Saved entries:
•••••

PR #624, opened 2017-10-13
feat: Introduce pluggable authentication providers.

arthurschreiber:
In preparation of a new `tedious` release, I was going through all changes since `v2.0.1`. One thing I want to cleanup before the release is the integration with `sspi-client`.

I'm not super happy about the current situation where `sspi-client` is a hard dependency of `tedious`, and seeing that SQL Server actually supports more authentication methods and that there is another authentication related pull request in flight (#612) that adds `node-kerberos` as another hard dependency, I feel that the current approach for authentication methods is not scalable.

In this pull request, I explore the addition of what I call "authentication" providers (they're called "Security Support Providers" in the MS-TDS specification). The whole pull request is still very much in flux and a work in progress, but I believe the direction proposed here to be sound.

Authentication providers are simply objects that implement a `.handshake(input, callback)` method that is responsible for taking in authentication handshake data coming from SQL Server, and calling the passed `callback` with the handshake data that should be sent back to the SQL Server.

The long-term goal is to ship tedious with only a "default" dummy provider that does not actually do anything. Other providers like for NTLM, Kerberos or the native SSPI support will be extracted into separate npm modules organization. This way, we can extract both the implementation of these providers out of `tedious`, and keep `tedious` free from dependencies that are not required for all users.

The authentication provider to use for connecting to SQL Server will be specifiable via a new option when establishing a connection, and each provider will be able to handle options that are specific to it in it's own way.

For example, when using NTLM (domain) authentication I imagine connection creation could look like this:

```js
new Connection({
  "server": "localhost",
  "userName": "sa",
  "password": "yourStrong(!)Password",
  "authProvider": require("tedious-auth-ntlm")({
    "domain": "MYDOMAIN.COM",
    "workstation": "FOOBARBAZ"
  }),
  "options": {
    "port": 1433,
    "database": "master"
  }
});
```

While native SSPI could look like this:

```js
new Connection({
  "server": "localhost",
  "userName": "sa",
  "password": "yourStrong(!)Password",
  "authProvider": require("tedious-auth-native")({
    "securityProvider": "negotiate"
  }),
  "options": {
    "port": 1433,
    "database": "master"
  }
});
```

@tvrprasad @v-suhame What do you think?

### DIFF
--- a/src/auth/ntlm.js
+++ b/src/auth/ntlm.js
@@ -1,0 +1,271 @@
+const WritableTrackingBuffer = require('./tracking-buffer/writable-tracking-buffer');
+const crypto = require('crypto');
+const BigInteger = require('big-number').n;
+
+const hex = ['0', '1', '2', '3', '4', '5', '6', '7', '8', '9', 'a', 'b', 'c', 'd', 'e', 'f'];
+
+const NTLMFlags = {
+  NTLM_NegotiateUnicode: 0x00000001,
+  NTLM_NegotiateOEM: 0x00000002,
+  NTLM_RequestTarget: 0x00000004,
+  NTLM_Unknown9: 0x00000008,
+  NTLM_NegotiateSign: 0x00000010,
+  NTLM_NegotiateSeal: 0x00000020,
+  NTLM_NegotiateDatagram: 0x00000040,
+  NTLM_NegotiateLanManagerKey: 0x00000080,
+  NTLM_Unknown8: 0x00000100,
+  NTLM_NegotiateNTLM: 0x00000200,
+  NTLM_NegotiateNTOnly: 0x00000400,
+  NTLM_Anonymous: 0x00000800,
+  NTLM_NegotiateOemDomainSupplied: 0x00001000,
+  NTLM_NegotiateOemWorkstationSupplied: 0x00002000,
+  NTLM_Unknown6: 0x00004000,
+  NTLM_NegotiateAlwaysSign: 0x00008000,
+  NTLM_TargetTypeDomain: 0x00010000,
+  NTLM_TargetTypeServer: 0x00020000,
+  NTLM_TargetTypeShare: 0x00040000,
+  NTLM_NegotiateExtendedSecurity: 0x00080000,
+  NTLM_NegotiateIdentify: 0x00100000,
+  NTLM_Unknown5: 0x00200000,
+  NTLM_RequestNonNTSessionKey: 0x00400000,
+  NTLM_NegotiateTargetInfo: 0x00800000,
+  NTLM_Unknown4: 0x01000000,
+  NTLM_NegotiateVersion: 0x02000000,
+  NTLM_Unknown3: 0x04000000,
+  NTLM_Unknown2: 0x08000000,
+  NTLM_Unknown1: 0x10000000,
+  NTLM_Negotiate128: 0x20000000,
+  NTLM_NegotiateKeyExchange: 0x40000000,
+  NTLM_Negotiate56: 0x80000000
+};
+
+class NTLMResponsePayload {
+  constructor(loginData) {
+    this.data = this.createResponse(loginData);
+  }
+
+  toString(indent) {
+    indent || (indent = '');
+    return indent + 'NTLM Auth';
+  }
+
+  createResponse(challenge) {
+    const client_nonce = this.createClientNonce();
+    const lmv2len = 24;
+    const ntlmv2len = 16;
+    const domain = challenge.domain;
+    const username = challenge.userName;
+    const password = challenge.password;
+    let ntlmData = challenge.ntlmpacket;
+    const server_data = ntlmData.target;
+    const server_nonce = ntlmData.nonce;
+    const bufferLength = 64 + (domain.length * 2) + (username.length * 2) + lmv2len + ntlmv2len + 8 + 8 + 8 + 4 + server_data.length + 4;
+    const data = new WritableTrackingBuffer(bufferLength);
+    data.position = 0;
+    data.writeString('NTLMSSP\u0000', 'utf8');
+    data.writeUInt32LE(0x03);
+    const baseIdx = 64;
+    const dnIdx = baseIdx;
+    const unIdx = dnIdx + domain.length * 2;
+    const l2Idx = unIdx + username.length * 2;
+    const ntIdx = l2Idx + lmv2len;
+    data.writeUInt16LE(lmv2len);
+    data.writeUInt16LE(lmv2len);
+    data.writeUInt32LE(l2Idx);
+    data.writeUInt16LE(ntlmv2len);
+    data.writeUInt16LE(ntlmv2len);
+    data.writeUInt32LE(ntIdx);
+    data.writeUInt16LE(domain.length * 2);
+    data.writeUInt16LE(domain.length * 2);
+    data.writeUInt32LE(dnIdx);
+    data.writeUInt16LE(username.length * 2);
+    data.writeUInt16LE(username.length * 2);
+    data.writeUInt32LE(unIdx);
+    data.writeUInt16LE(0);
+    data.writeUInt16LE(0);
+    data.writeUInt32LE(baseIdx);
+    data.writeUInt16LE(0);
+    data.writeUInt16LE(0);
+    data.writeUInt32LE(baseIdx);
+    data.writeUInt16LE(0x8201);
+    data.writeUInt16LE(0x08);
+    data.writeString(domain, 'ucs2');
+    data.writeString(username, 'ucs2');
+    const lmv2Data = this.lmv2Response(domain, username, password, server_nonce, client_nonce);
+    data.copyFrom(lmv2Data);
+    const genTime = new Date().getTime();
+    ntlmData = this.ntlmv2Response(domain, username, password, server_nonce, server_data, client_nonce, genTime);
+    data.copyFrom(ntlmData);
+    data.writeUInt32LE(0x0101);
+    data.writeUInt32LE(0x0000);
+    const timestamp = this.createTimestamp(genTime);
+    data.copyFrom(timestamp);
+    data.copyFrom(client_nonce);
+    data.writeUInt32LE(0x0000);
+    data.copyFrom(server_data);
+    data.writeUInt32LE(0x0000);
+    return data.data;
+  }
+
+  createClientNonce() {
+    const client_nonce = new Buffer(8);
+    let nidx = 0;
+    while (nidx < 8) {
+      client_nonce.writeUInt8(Math.ceil(Math.random() * 255), nidx);
+      nidx++;
+    }
+    return client_nonce;
+  }
+
+  ntlmv2Response(domain, user, password, serverNonce, targetInfo, clientNonce, mytime) {
+    const timestamp = this.createTimestamp(mytime);
+    const hash = this.ntv2Hash(domain, user, password);
+    const dataLength = 40 + targetInfo.length;
+    const data = new Buffer(dataLength);
+    serverNonce.copy(data, 0, 0, 8);
+    data.writeUInt32LE(0x101, 8);
+    data.writeUInt32LE(0x0, 12);
+    timestamp.copy(data, 16, 0, 8);
+    clientNonce.copy(data, 24, 0, 8);
+    data.writeUInt32LE(0x0, 32);
+    targetInfo.copy(data, 36, 0, targetInfo.length);
+    data.writeUInt32LE(0x0, 36 + targetInfo.length);
+    return this.hmacMD5(data, hash);
+  }
+
+  createTimestamp(time) {
+    const tenthsOfAMicrosecond = new BigInteger(time).plus(11644473600).multiply(10000000);
+    const hexArray = [];
+
+    let pair = [];
+    while (tenthsOfAMicrosecond.val() !== '0') {
+      const idx = tenthsOfAMicrosecond.mod(16);
+      pair.unshift(hex[idx]);
+      if (pair.length === 2) {
+        hexArray.push(pair.join(''));
+        pair = [];
+      }
+    }
+
+    if (pair.length > 0) {
+      hexArray.push(pair[0] + '0');
+    }
+
+    return new Buffer(hexArray.join(''), 'hex');
+  }
+
+  lmv2Response(domain, user, password, serverNonce, clientNonce) {
+    const hash = this.ntv2Hash(domain, user, password);
+    const data = new Buffer(serverNonce.length + clientNonce.length);
+
+    serverNonce.copy(data);
+    clientNonce.copy(data, serverNonce.length, 0, clientNonce.length);
+
+    const newhash = this.hmacMD5(data, hash);
+    const response = new Buffer(newhash.length + clientNonce.length);
+
+    newhash.copy(response);
+    clientNonce.copy(response, newhash.length, 0, clientNonce.length);
+
+    return response;
+  }
+
+  ntv2Hash(domain, user, password) {
+    const hash = this.ntHash(password);
+    const identity = new Buffer(user.toUpperCase() + domain.toUpperCase(), 'ucs2');
+    return this.hmacMD5(identity, hash);
+  }
+
+  ntHash(text) {
+    const hash = new Buffer(21);
+    hash.fill(0);
+
+    const unicodeString = new Buffer(text, 'ucs2');
+    const md4 = crypto.createHash('md4').update(unicodeString).digest();
+    if (md4.copy) {
+      md4.copy(hash);
+    } else {
+      new Buffer(md4, 'ascii').copy(hash);
+    }
+    return hash;
+  }
+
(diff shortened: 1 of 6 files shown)


v-suhame:
@arthurschreiber sound like a good idea! Later we can also bring these `tedious` specific authentication providers dependencies under `tediousjs` organization. 
I'll start reviewing PR 👍

tvrprasad:
@arthurschreiber Couple of quick high level comments:
1) Further abstracting out Authentication sounds like general goodness.
2) How does this get rid of dependency on sspi-client? It seems to me like you still need to install it with Tedious. May be I'm missing something.

arthurschreiber:
@tvrprasad The idea would be to have at least 3 separate packages:

* `tedious-auth-native` to expose native system SSPI packages on Windows Systems.
* `tedious-auth-ntlm` to expose NTLM auth (regardless of operating system).
* `tedious-auth-kerberos` to expose Kerberos auth (regardless of operating system).

I think that'd cover all SSPI types SQL Server supports. I've seen that there is also some sort of Federated Authentication support documented in the latest TDS specifications, but I've not really looked into how it works - but it seems different enough from the SSPI authentication mechanisms that there's probably no sane way to reconcile the APIs.

`tedious` would not depend directly on any of these packages, so the dependencies like `node-kerberos` and `sspi-client` would not automatically be pulled in when installing `tedious` and using the standard TDS authentication mechanism.

arthurschreiber:
@v-suhame Thanks! I'd love to have tests for NTLM and Kerberos auth as part of the CI builds (first inside tedious itself, later as part of the individual packages). Is there some "straightforward" way to set up a CI system for this? Maybe via Azure SQL Server and Azure AD? 🤔 I do have an Azure account and could set everything up, but some pointers would be great.

(/cc @tvrprasad - I know you might not have time, but maybe you have a good idea here.)

v-suhame:
Federated Authentication was the former name for Azure AD, TDS docs still seems to use the old name. We have long term plan to add Azure AD support to Tedious 😉 
For CI, the only option I can think of is to set an Azure VM and test integrated auth and NTLM in there. 
@meet-bhagdev @tvrprasad Is there better alternatives?

src/connection.js
```diff
@@ -396,6 +399,8 @@ class Connection extends EventEmitter {
       REDIRECT: 1,
       RETRY: 2
     };
+
+    this.authProvider = new DefaultAuthProvider(this);
```
v-suhame: `this.authProvider` should be equal to the local `authProvider` here.

src/connection.js
```diff
@@ -51,12 +49,22 @@ class Connection extends EventEmitter {
       throw new TypeError('Invalid server: ' + config.server);
     }
 
+    let authProvider;
+    if (config.authProvider) {
+      authProvider = config.authProvider;
+    } else if (config.domain) {
+      authProvider = new NTLMAuthProvider(this, { domain: config.domain });
+    } else {
```
v-suhame: `NTLMAuthProvider` needs username, password, workstation along with domain.

meet-bhagdev:
@v-suhame that seems like the best idea right now. @Hadis-Fard any thoughts on this? How do we do this for PHP?

src/connection.js
```diff
@@ -867,8 +869,13 @@ class Connection extends EventEmitter {
...
-    const sendPayload = function(clientResponse) {
+  sendLogin7Packet(callback) {
+    this.authProvider.handshake(null, (error, data) => {
+      if (error) {
+        this.emit('error', error);
+        return this.close();
+      }
+
       const payload = new Login7Payload({
         domain: this.config.domain,
```
v-suhame: `domain` should be the value of `this.authProvider.options.domain`

src/connection.js
```diff
@@ -1462,74 +1344,29 @@ Connection.prototype.STATE = {
...
-          // call to complete on the client. We cannot process server data
-          // until this call completes as the state can change on completion of
-          // the call. Queue it for later.
-          const boundDispatchEvent = this.dispatchEvent.bind(this);
-          return setImmediate(boundDispatchEvent, 'data', data);
-        } else {
-          return this.sendDataToTokenStreamParser(data);
+        // Use SSPI blob if received
+        if (this.ntlmpacketBuffer) {
+          return this.authProvider.processChallenge(this.ntlmpacketBuffer, (error, responseBuffer) => {
```
v-suhame: Function call should be `this.authProvider.parseChallengeMessage( )`, authentication provider implementation uses the name `parseChallengeMessage`  😄

Hadis-Fard:
@meet-bhagdev +1 to @v-suhame's idea. As she said Tedious doesn't support AzureAD yet and is in our future plans to support it.
 In PHP, we are testing the Azure AD scenarios that can be tested using sql server docker (UID and PWD authentication), and added a variable to tests for other cases as we couldn't reveal credentials on GitHub , the variable is replaced with a valid credential when we pull tests from GitHub to internal test lab before connecting to sqlDB

tvrprasad:
> I'd love to have tests for NTLM and Kerberos auth as part of the CI builds (first inside tedious itself, later as part of the individual packages).

There are tests inside Tedious for NTLM, both for sspi-client and the non-sspi-client version. I think they run as part of CI but not 100% sure.

sspi-client is applicable only for Windows and that's where the tests run. sspi-client is not just NTLM, it's NTLM, Kerberos and Negotiate protocols. But since it uses Microsoft proprietary API, it'll only work on Windows.

Kerberos auth code path that @v-suhame has in PR, I think, should only be enabled for Linux.

v-suhame:
SQL Server image in docker only supports username/password auth, so we have to use Azure to test Integrated auth. Just realized that current CI setup, skips unit tests for NTLM and Windows auth 🤔 
I'll create an issue to track that.

And yes, Kerberos auth code path is reachable only for non-Windows based system.

meet-bhagdev:
@v-suhame how woulad Azure integrated auth work with the SQL Server docker image? I am not sure if that is a supported scenario. Am I missing something?

v-suhame:
Sorry! I meant SQL Server in Azure VM.

v-suhame:
@arthurschreiber I've committed changes, based on my review comments.

tvrprasad:
@v-suhame Could you install box version of SQL Server on Azure VM that's added to an AD domain to test for AD authentication, right? Or does that also only work with Azure AD?

tvrprasad:
> tedious would not depend directly on any of these packages, so the dependencies like node-kerberos and sspi-client would not automatically be pulled in when installing tedious and using the standard TDS authentication mechanism.

So, node-Kerberos and sspi-client would be external dependencies that will need to be installed independent of Tedious, may be globally. Is that the idea? Trying to understand when and how exactly these packages will be pulled in.

v-suhame:
I have pushed some more changes for Windows Integrated Auth.

@tvrprasad  `sspi-client` should be installed in client's application to use Windows Integrated Auth. 
```
new Connection({
  "server": "localhost",
  "domain": "local",
  "authProvider": require("sspi-client"),
  "options": {
    "port": 1433,
    "database": "test"
  }
});
```

v-suhame:
> Could you install box version of SQL Server on Azure VM that's added to an AD domain to test for AD authentication, right? Or does that also only work with Azure AD?

Yes, that setup should work without AAD.

src/connection.js
```diff
@@ -51,11 +50,24 @@ class Connection extends EventEmitter {
...
     }
 
+    let authProvider;
+    if (config.authProvider) {
+      if (config.authProvider.ModuleSupported) {
+        authProvider = new NativeAuthProvider(this);
+      }
+      //TODO: throw error if there is no authprovider to handle
+    } else if (config.domain) {
+      authProvider = new NTLMAuthProvider(this);
```
v-suhame: I've removed the `option` passed to authProviders. For each authentication mechanism, the options needed are different and huge.

arthurschreiber: @v-suhame I just added it back. I think it was my fault I didn't explain why I added this option in the first place. 😣

The idea behind provider specific options is to decouple the `Connection` class from the providers. Without a provider specific option set, each option that a provider could potentially support would need to be stored in the `Connection` class - and `Connection` is already doing and knowing too much.

If you've any concerns about this, please let me know! 🙇

arthurschreiber:
@v-suhame @chdh I think this is mostly ready.

I stepped back from my idea to extract the NTLM and native auth providers - I think for now we should keep them internal and only extract them in the next major `tedious` version, once we have a better understanding on whether a common interface can be shared between sspi auth and federated auth providers somehow.

arthurschreiber:
What's left here is:

- [ ] Extend the NTLM auth test cases to cover some missing cases.
- [ ] Extract https://github.com/tediousjs/tedious/pull/624/commits/168b845f12a283d0fdb13f5dfdc0690f29c5808a into a separate PR. This fix is unrelated to the auth provider changes, so I want this to be merged separately so.

I'll try to resolve those two open points today, and as soon as I have an approval for these changes in this pull request I'll get it merged and will release a new version of `tedious` to npm under the `next` tag. I'll open another issue to track feedback for `v2.1.0` and will promote it to `latest` after we gained a tiny bit of confidence.

How does this sound?

chdh:
@arthurschreiber Does this mean that the next Tedious release will have a dependency on the package `sspi-client` and require `node-gyp`?

src/connection.js
v-suhame: Got it! Sorry for making you re-work :pensive:

v-suhame:
I would prefer not having to require node-gyp, it brings in list of other dependencies, it can be challenging to get it going. 

Also, should revert commit [38ed20f ](https://github.com/tediousjs/tedious/pull/624/commits/38ed20fcedd58bc0a85dad09a967ca6481c23d39) - I haven't looked close into the details of sppi-client implementation, but without these checks we get `Single invocation of getNextBlob per instance of SspiClient may be in flight` error from sspi_client.

arthurschreiber:
> @arthurschreiber Does this mean that the next Tedious release will have a dependency on the package sspi-client and require node-gyp?

> I would prefer not having to require node-gyp, it brings in list of other dependencies, it can be challenging to get it going.

Thanks for the feedback! ❤️ Let's do the following then: we extract 2 new packages, `tedious-auth-ntlm` and `tedious-auth-native`. `tedious-auth-ntlm` will be included as a dependency of tedious (for backwards-compatibility), while `tedious-auth-native` will be available for everyone who wants to use tedious on windows and use native windows authentication.

In one of the next releases we will deprecate the `domain` configuration option, and then in the next major version, we will stop bundling `tedious-auth-ntlm` as part of tedious.

> Also, should revert commit 38ed20f - I haven't looked close into the details of sppi-client implementation, but without these checks we get Single invocation of getNextBlob per instance of SspiClient may be in flight error from sspi_client.

Thanks for letting me know. To be honest, I've not done a lot of testing on the native auth code yet - but if we extract this into a separate module anyway, we can make sure this works properly before releasing it (independent of any tedious release).

Thanks @v-suhame and @chdh!

src/auth/ntlm.js
```diff
@@ -0,0 +1,276 @@
...
+    } else {
+      process.nextTick(callback, null, this.buildAuthenticateMessage(this.parseChallengeMessage(data)));
+    }
+  }
+
+  buildNegotiateMessage() {
+    const messageBuffer = Buffer.alloc(40);
+    const domainBuffer = Buffer.from(this.options.domain || '', 'ascii');
+    const workstationBuffer = Buffer.from(this.options.workstation || '', 'ascii');
+
```
v-suhame: `config.workstation` is not re-assigned to `this.config.workstation` in connection.js (referring to master branch), was it missed somehow in the early PRs? or was that intentional? Can you give me some context?

arthurschreiber: The `workstation`  option was never exposed via the options `Connection`, so there is no need to expose it now.

If a user wants to specify this option, they will be able to install the `tedious-auth-ntlm` module and pass that option manually, like this:

```js
const ntlmAuthProvider = require('tedious-auth-ntlm');

  ...
  authProvider: ntlmAuthProvider({
    domain: 'DOMAIN',
    workstation: 'WORKSTATION',
    username: 'username',
    password: 'password'
  }),
  ...
});
```

v-suhame:
@arthurschreiber If there is anything I can help with to get the npm release going, I'll be glad to help :) 
If you have a stub in place, I can help with `tedious-auth-native` and some testing.

arthurschreiber:
Ugh, it looks like I accidentally release `2.1.0`. 😞 I won't mention the addition of integrated authentication in the release notes and we will just keep quiet about it until `2.2.0` ships with the pluggable authentication support finished.

Sorry about this! 🙇

v-suhame:
Node.js web app in Azure fails with `2.1.0`, due to sspi-client dependencies :worried: 

I did a quick test by moving native.js from here into sspi-client, it is working. What do you think about publishing `2.1.1` maybe, with just this pluggable-auth in it?

v-suhame:
@arthurschreiber @tvrprasad It's right time to transfer `sspi-client` repository to `tediousjs` organization, what do you think?

tvrprasad:
> It's right time to transfer sspi-client repository to tediousjs organization, what do you think?

I agree. It doesn't make sense to keep making commits under my account as I won't be tracking the repository.

src/connection.js
```diff
@@ -1462,74 +1343,31 @@ Connection.prototype.STATE = {
...
-          return this.sendDataToTokenStreamParser(data);
+        // Use SSPI blob if received
+        if (this.sspiBuffer) {
+          return this.authProvider.handshake(this.sspiBuffer, (error, responseBuffer) => {
+            if (error) {
+              this.emit('error', error);
+              return this.close();
+            }
+            this.messageIo.sendMessage(TYPE.NTLMAUTH_PKT, responseBuffer);
+
```
v-suhame: Send `NTLMAUTH_PKT` only if `responseBuffer` is valid, as not all auth mechanism require this packet. For instance Kerberos handshake is complete in one round trip and doesn't involve `NTLMAUTH_PKT`.

arthurschreiber: During kerberos auth, does the server send back a SSPI token? 🤔

If not, then this code should be okay, as it only sends another `NTLMAUTH_PKT` in case a SSPI token was received. 🤷‍♂️

v-suhame: Server does send SSPI token for Kerberos. Unlike NTLM and Windows integrated auth, Client/Server validation is complete in one round-trip for Kerberos.
 
TDS document in section `2.2.6.8`  says `The client MUST respond with another SSPI message`, but it is not applicable for Kerberos, as it contradicts the handshake explained in RFC4120 😕. You can refer to exchange `(5)` and `(6)` of handshake diagram in https://msdn.microsoft.com/en-us/library/cc233863.aspx, for extended reading you can check section `3.2` in [RFC4120](https://www.ietf.org/rfc/rfc4120.txt).

arthurschreiber: @v-suhame Unfortunately, I can't double check the actual behaviour under kerberos, as I don't have a test environment with domain support set up (and kerberos does not support workstation based login). 😞 

Could you double check this that the server really sends a `SSPI` token during kerberos authentication?

v-suhame: No worries :) 
In Kerberos, after sending `Login7` packet, packet with `SSPI` token and a packet with `ENVCHANGE` token are received one after another. This avoids the need for `NTLMAUTH_PKT` packet as Server has already authenticated the Client.

arthurschreiber: Oh, okay. 🤔 I'll fix that up then! 👍

Hadis-Fard:
@arthurschreiber I have finished AAD (fedauth) authentication based on current master, and able to connect. I was wondering when would you merge this PR, so I can adapt this design, or should i just send the AAD PR as is? 😕

arthurschreiber:
@Hadis-Fard Would be great if you could send the current version of your PR. 👍 This would allow us to take a look and see whether we can integrate the different auth approaches somehow.

v-suhame:
@arthurschreiber Is there anything you need assistance with to wrap up this PR? 😄  Looks like it is almost ready to merge.

arthurschreiber:
:wave: Hey @David-Engel,

I've picked up work on this pull request and #707 - I'm trying right now to come up with an authentication provider interface that will support both integrated and federated authentication schemes. 👍

v-suhame:
> I've picked up work on this pull request and #707 - I'm trying right now to come up with an authentication provider interface that will support both integrated and federated authentication schemes.

Hey @arthurschreiber, any update on this? Is there anything I can help with to get this going?

fenngineering:
When will this be worked on?

drc-schihak:
@arthurschreiber This feature sounds perfect, do you know if this will completed?

pradz85:
I am mainly looking for kerberos authentication support in tedious. Ticket #612 says it would be fixed as part of this ticket. Is there any update ? Thanks.

2160006332:
Has the tedious implementation of Windows authentication been accomplished?

2160006332:
Has the tedious implementation of Windows authentication been accomplished?

I am trying to make the following connection in tedious, however without success.

image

•••••

### Aim of the task:
Where the word "into" appears in a line of the entries, copy that line.

### Result:
The long-term goal is to ship tedious with only a "default" dummy provider that does not actually do anything. Other providers like for NTLM, Kerberos or the native SSPI support will be extracted into separate npm modules organization. This way, we can extract both the implementation of these providers out of `tedious`, and keep `tedious` free from dependencies that are not required for all users.
I think that'd cover all SSPI types SQL Server supports. I've seen that there is also some sort of Federated Authentication support documented in the latest TDS specifications, but I've not really looked into how it works - but it seems different enough from the SSPI authentication mechanisms that there's probably no sane way to reconcile the APIs.
- [ ] Extract https://github.com/tediousjs/tedious/pull/624/commits/168b845f12a283d0fdb13f5dfdc0690f29c5808a into a separate PR. This fix is unrelated to the auth provider changes, so I want this to be merged separately so.
Also, should revert commit [38ed20f ](https://github.com/tediousjs/tedious/pull/624/commits/38ed20fcedd58bc0a85dad09a967ca6481c23d39) - I haven't looked close into the details of sppi-client implementation, but without these checks we get `Single invocation of getNextBlob per instance of SspiClient may be in flight` error from sspi_client.
> Also, should revert commit 38ed20f - I haven't looked close into the details of sppi-client implementation, but without these checks we get Single invocation of getNextBlob per instance of SspiClient may be in flight error from sspi_client.
Thanks for letting me know. To be honest, I've not done a lot of testing on the native auth code yet - but if we extract this into a separate module anyway, we can make sure this works properly before releasing it (independent of any tedious release).
I did a quick test by moving native.js from here into sspi-client, it is working. What do you think about publishing `2.1.1` maybe, with just this pluggable-auth in it?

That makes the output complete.